Me suenan naturales.


anahiseri said:


> Ha tenido problemas con el árbol porque caen muchas hojas.


Me suena algo rara. ¿Qué problemas? Quizás tuvo dificultades para barrerlas.


anahiseri said:


> Ha tenido problemas con el animal disecado ese que tiene en el salón, suelta mucho polvo.

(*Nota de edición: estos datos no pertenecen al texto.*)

PR #419, opened 2015-09-20
Fixes bad sbt download link

adriancole:
Probably should create a travis file so that instructions don't rust.


adriancole:
NM.. this was against the master branch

Me suena bastante rara. En mi idiolecto, "tener problemas" connota una cierta importancia o gravedad.  Pero acaso sean cosas mías;  "tener problemas con el hámster" quizás suene natural a la mayoría de los redactores de los librillos DELE.


----------



## Circunflejo

anahiseri said:


> "He tenido problemas en el wordreference, la gente dice cosas muy raras que no entiendo. Es una pena, el sitio me gustaba. "
> Entonces, ¿ya no existe mi problema?


Si el problema persiste, tendrías que decir tengo (o delimitar un marco temporal para ese he tenido). He tenido es pretérito perfecto y se usa para acciones terminadas, con implicaciones o conexiones con el presente, pero terminadas.


----------



## Quiviscumque

Circunflejo said:


> Si el problema persiste, tendrías que decir tengo (o delimitar un marco temporal para ese he tenido). He tenido es pretérito perfecto y se usa para acciones terminadas, con implicaciones o conexiones con el presente, pero terminadas.

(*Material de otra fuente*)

PR #428, opened 2015-10-17
finagle-thrit: add per RPC request stats

zfy0701:
an alternative is to do those stats in generated code
but use filter seems more clear to me and it doesn't rely on a specific generator. let me know what's your thought.

### DIFF
--- a/finagle-thrift/src/main/scala/com/twitter/finagle/thrift/TTwitterServerFilter.scala
+++ b/finagle-thrift/src/main/scala/com/twitter/finagle/thrift/TTwitterServerFilter.scala
@@ -1,9 +1,10 @@
 package com.twitter.finagle.thrift
 
 import com.twitter.finagle.context.Contexts
+import com.twitter.finagle.stats.ServerStatsReceiver
 import com.twitter.finagle.tracing.Trace
 import com.twitter.finagle.util.ByteArrays
-import com.twitter.finagle.{Service, SimpleFilter, Dtab}
+import com.twitter.finagle.{Dtab, Service, SimpleFilter}
 import com.twitter.io.Buf
 import com.twitter.util.Future
 import org.apache.thrift.protocol.{TMessage, TMessageType, TProtocolFactory}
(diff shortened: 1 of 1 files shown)


finagle-thrift/src/main/scala/com/twitter/finagle/thrift/TTwitterServerFilter.scala
```diff
@@ -59,11 +60,10 @@ private[finagle] class TTwitterServerFilter(
...
           }
         }
-
-        Trace.recordRpc({
-          val msg = new InputBuffer(request_, protocolFactory)().readMessageBegin()
-          msg.name
-        })
+        val msg = new InputBuffer(request_, protocolFactory)().readMessageBegin()
+        Trace.recordRpc(msg.name)
+        val rpcStatsReciver = ServerStatsReceiver.scope(serviceName).scope(msg.name)
```
mosesn: for what it's worth, scoping new stats receivers, and creating new counters should never be done on the hot path unless it's impossible to know the name of the counter until runtime.  since we know the names in advance, we can do better.

mosesn:
@zfy0701 I think we already have this in the [generated code][0].  Could you take a look and see if your code was generated with them?

[0]: https://github.com/twitter/scrooge/blob/develop/scrooge-generator/src/main/resources/scalagen/finagleClientFunction.scala

zfy0701:
the generated code you mentioned is just for client code

the server side code is at here:
https://github.com/twitter/scrooge/blob/develop/scrooge-generator/src/main/resources/scalagen/finagleServiceFunction.scala#L1

let me know if you prefer we add that in generated code.

mosesn:
Oh, I understand now.  Happy to accept this here if you can avoid reallocating new stats and counters on every request, but if you can't do it with this API, let's put it in the scrooge generated code, like with the client.

zfy0701:
To avoid create stats receiver every time I could add a member variable and let it get initialized the first time it is used.
However I feel unsafe because I didn't feel there is a hard constraint that one filter can be only used for one rpc. 

So I opened another pull request for scrooge
https://github.com/twitter/scrooge/pull/211

thanks for reviewing my change!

Quizás el estimado Circunflejo lleva razón: todo es más ¿sencillo? y se trata de una pregunta-trampa sobre los usos del perfecto compuesto. No sé si yo superaría los exámenes para el B2 de español...


----------



## anahiseri

Yo de lo que estoy segura es de que no superaría el examen de "españolidad" que les hacen a los extranjeros que quieren  quedarse a vivir aquí  o solicitar la nacionalidad.
El examen de español, si es práctico, sí; pero
 si me preguntan qué significa "enclítico", o qué es un hiato o un morfema, voy lista.Por cierto, a lo que llamáis perfecto compuesto yo habría dicho pretérito perfecto. Pero no estoy segura de cuál es el imperfecto y cuál  el indefinido. 
Por cierto, tengo una curiosidad: el tiempo verbal que es como el presente continuo en inglés, ¿en español ya tiene nombre? Cuando yo era joven, no tenía.


----------



## Don Quijote de la Panza

anahiseri said:


> Por cierto, tengo una curiosidad: el tiempo verbal que es como el presente continuo en inglés, ¿en español ya tiene nombre? Cuando yo era joven, no tenía.


"_En español no se habla de presente continuo, sino de perífrasis durativa: Estoy friendo, estás friendo, etc_".

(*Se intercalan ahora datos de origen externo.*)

PR #429, opened 2015-10-18
[docs] Add missing return type

robsonpeixoto:


doc/src/sphinx/Futures.rst
```diff
@@ -168,7 +168,7 @@ The following retries a request infinitely should it fail with a
 
 	def fetchUrl(url: String): Future[HttpResponse]
```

__ https://twitter.com/i/web/status/289349545962393600


----------



## anahiseri

Don Quijote de la Panza said:


> "_En español no se habla de presente continuo, sino de perífrasis durativa: Estoy friendo, estás friendo, etc_".
> 
> __ https://twitter.com/i/web/status/289349545962393600


Gracias por tu aclaración. Pero entonces  ¿ se dice perífrasis durativa de presente, perífrasis durativa de imperfecto (yo estaba mirando), de indefinido (el estuvo trabajando), etc. ?


----------



## ashaoshan

Muchas gracias a todos 🙏 La duda que tenía me la habéis resuelto.


----------



## jilar

Yo lo veo como lo explica Calambur.

Carol tuvo o ha tenido un problema (no poder dormir) la primera noche. Al segundo día ya lo solucionó porque lo metió en el baño... y el ruido ya no le impedirá dormir.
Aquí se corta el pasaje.